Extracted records

········

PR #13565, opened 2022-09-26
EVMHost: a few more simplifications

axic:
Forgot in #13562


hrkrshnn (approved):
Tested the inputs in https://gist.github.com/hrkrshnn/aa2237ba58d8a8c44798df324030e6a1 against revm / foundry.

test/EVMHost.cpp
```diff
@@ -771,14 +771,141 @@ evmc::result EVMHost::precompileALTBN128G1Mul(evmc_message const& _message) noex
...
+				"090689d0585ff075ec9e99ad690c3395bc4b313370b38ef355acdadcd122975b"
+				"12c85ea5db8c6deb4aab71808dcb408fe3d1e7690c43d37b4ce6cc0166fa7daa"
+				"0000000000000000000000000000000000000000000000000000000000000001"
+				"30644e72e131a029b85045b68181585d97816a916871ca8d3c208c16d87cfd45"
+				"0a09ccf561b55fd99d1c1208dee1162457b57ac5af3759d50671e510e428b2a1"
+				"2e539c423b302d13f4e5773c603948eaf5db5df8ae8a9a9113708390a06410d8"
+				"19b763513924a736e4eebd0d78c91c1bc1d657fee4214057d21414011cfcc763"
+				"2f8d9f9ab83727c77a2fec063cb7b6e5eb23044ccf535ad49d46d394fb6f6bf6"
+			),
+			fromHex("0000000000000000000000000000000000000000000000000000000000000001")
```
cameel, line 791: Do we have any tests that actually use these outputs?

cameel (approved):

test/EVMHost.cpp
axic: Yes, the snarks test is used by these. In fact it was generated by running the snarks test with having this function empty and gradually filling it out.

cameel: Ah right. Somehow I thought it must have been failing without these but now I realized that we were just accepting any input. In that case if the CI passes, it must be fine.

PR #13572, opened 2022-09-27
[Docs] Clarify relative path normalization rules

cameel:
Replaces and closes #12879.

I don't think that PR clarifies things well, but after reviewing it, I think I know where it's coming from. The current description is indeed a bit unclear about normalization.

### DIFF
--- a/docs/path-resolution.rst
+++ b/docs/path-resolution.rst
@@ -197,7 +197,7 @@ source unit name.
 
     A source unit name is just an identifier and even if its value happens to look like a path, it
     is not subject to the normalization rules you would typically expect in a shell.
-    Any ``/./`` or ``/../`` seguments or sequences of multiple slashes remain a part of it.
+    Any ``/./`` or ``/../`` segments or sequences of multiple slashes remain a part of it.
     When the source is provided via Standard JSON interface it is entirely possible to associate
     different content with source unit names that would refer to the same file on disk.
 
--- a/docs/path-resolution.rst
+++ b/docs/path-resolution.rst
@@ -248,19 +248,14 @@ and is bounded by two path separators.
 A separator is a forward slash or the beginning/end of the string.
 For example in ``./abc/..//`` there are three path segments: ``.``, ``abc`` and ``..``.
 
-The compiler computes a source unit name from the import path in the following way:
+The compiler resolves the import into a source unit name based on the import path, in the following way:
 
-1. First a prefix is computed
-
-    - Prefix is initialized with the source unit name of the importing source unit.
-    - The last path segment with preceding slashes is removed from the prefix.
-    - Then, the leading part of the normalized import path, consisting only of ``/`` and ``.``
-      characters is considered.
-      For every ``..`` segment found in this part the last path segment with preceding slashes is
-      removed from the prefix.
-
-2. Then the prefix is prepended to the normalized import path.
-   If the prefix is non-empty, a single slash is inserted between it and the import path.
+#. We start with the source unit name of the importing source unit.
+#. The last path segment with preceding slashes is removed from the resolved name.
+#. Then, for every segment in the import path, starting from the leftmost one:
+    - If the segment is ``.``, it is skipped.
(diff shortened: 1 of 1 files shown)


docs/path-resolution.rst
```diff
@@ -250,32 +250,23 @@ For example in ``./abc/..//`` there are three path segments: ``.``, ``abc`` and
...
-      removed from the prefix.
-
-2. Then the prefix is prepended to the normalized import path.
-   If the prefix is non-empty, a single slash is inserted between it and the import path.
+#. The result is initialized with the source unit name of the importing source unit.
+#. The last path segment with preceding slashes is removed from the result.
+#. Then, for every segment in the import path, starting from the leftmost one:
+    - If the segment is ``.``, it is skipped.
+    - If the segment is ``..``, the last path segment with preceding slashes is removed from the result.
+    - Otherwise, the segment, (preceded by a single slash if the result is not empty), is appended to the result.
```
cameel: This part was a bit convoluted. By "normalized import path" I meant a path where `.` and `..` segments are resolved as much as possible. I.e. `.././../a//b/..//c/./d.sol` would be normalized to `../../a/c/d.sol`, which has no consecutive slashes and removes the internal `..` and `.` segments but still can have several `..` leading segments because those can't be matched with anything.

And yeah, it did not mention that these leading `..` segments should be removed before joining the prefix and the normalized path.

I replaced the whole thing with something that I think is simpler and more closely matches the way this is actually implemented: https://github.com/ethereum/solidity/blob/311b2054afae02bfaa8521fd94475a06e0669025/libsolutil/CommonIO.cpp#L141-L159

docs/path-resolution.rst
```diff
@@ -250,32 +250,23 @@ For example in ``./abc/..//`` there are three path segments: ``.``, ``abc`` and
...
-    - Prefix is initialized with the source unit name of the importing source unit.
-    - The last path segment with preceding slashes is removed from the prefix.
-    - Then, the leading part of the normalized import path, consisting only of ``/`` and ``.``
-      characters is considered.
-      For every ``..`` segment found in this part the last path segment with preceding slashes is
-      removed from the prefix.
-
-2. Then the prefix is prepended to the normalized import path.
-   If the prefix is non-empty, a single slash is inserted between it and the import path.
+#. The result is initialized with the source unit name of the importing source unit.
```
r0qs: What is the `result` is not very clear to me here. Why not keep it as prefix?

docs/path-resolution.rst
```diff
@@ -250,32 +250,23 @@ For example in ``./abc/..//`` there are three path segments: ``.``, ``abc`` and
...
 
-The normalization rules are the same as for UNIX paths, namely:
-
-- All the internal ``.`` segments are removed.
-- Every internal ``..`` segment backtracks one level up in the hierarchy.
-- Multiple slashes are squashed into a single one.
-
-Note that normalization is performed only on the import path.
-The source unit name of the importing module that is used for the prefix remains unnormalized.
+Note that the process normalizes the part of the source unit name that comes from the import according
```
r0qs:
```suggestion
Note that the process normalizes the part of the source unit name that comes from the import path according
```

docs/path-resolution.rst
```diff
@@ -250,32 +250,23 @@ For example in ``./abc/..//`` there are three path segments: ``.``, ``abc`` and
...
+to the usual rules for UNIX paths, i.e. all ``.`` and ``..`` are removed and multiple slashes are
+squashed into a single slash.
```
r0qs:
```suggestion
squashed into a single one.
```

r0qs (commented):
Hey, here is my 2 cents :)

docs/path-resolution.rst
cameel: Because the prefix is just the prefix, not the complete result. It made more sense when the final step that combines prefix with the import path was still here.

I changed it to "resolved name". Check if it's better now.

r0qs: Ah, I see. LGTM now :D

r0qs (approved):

········

Task objective
Please print exactly what appears from the first line of the data through the line with "PR #13572, opened 2022-09-27", including both of those lines and nothing past them.

Response
PR #13565, opened 2022-09-26
EVMHost: a few more simplifications

axic:
Forgot in #13562


hrkrshnn (approved):
Tested the inputs in https://gist.github.com/hrkrshnn/aa2237ba58d8a8c44798df324030e6a1 against revm / foundry.

test/EVMHost.cpp
```diff
@@ -771,14 +771,141 @@ evmc::result EVMHost::precompileALTBN128G1Mul(evmc_message const& _message) noex
...
+				"090689d0585ff075ec9e99ad690c3395bc4b313370b38ef355acdadcd122975b"
+				"12c85ea5db8c6deb4aab71808dcb408fe3d1e7690c43d37b4ce6cc0166fa7daa"
+				"0000000000000000000000000000000000000000000000000000000000000001"
+				"30644e72e131a029b85045b68181585d97816a916871ca8d3c208c16d87cfd45"
+				"0a09ccf561b55fd99d1c1208dee1162457b57ac5af3759d50671e510e428b2a1"
+				"2e539c423b302d13f4e5773c603948eaf5db5df8ae8a9a9113708390a06410d8"
+				"19b763513924a736e4eebd0d78c91c1bc1d657fee4214057d21414011cfcc763"
+				"2f8d9f9ab83727c77a2fec063cb7b6e5eb23044ccf535ad49d46d394fb6f6bf6"
+			),
+			fromHex("0000000000000000000000000000000000000000000000000000000000000001")
```
cameel, line 791: Do we have any tests that actually use these outputs?

cameel (approved):

test/EVMHost.cpp
axic: Yes, the snarks test is used by these. In fact it was generated by running the snarks test with having this function empty and gradually filling it out.

cameel: Ah right. Somehow I thought it must have been failing without these but now I realized that we were just accepting any input. In that case if the CI passes, it must be fine.

PR #13572, opened 2022-09-27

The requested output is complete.